## DIRECTIONS FOR THIS TASK
The answer should be each line of the records that contains the word "build"; please copy them all.

══════

PR #658, opened 2026-05-06
[experiment] taskset -c 0,1 yarn build

sjungling:

## Hypothesis
Pinning yarn build to 2 CPUs caps OS-level concurrency. If the SIGTERM-causing memory pressure is driven by simultaneous worker activity (regardless of which engine spawned them), this should reduce peak memory at the cost of wall time.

══════

## OUTPUT FOR THIS TASK
[experiment] taskset -c 0,1 yarn build
Pinning yarn build to 2 CPUs caps OS-level concurrency. If the SIGTERM-causing memory pressure is driven by simultaneous worker activity (regardless of which engine spawned them), this should reduce peak memory at the cost of wall time.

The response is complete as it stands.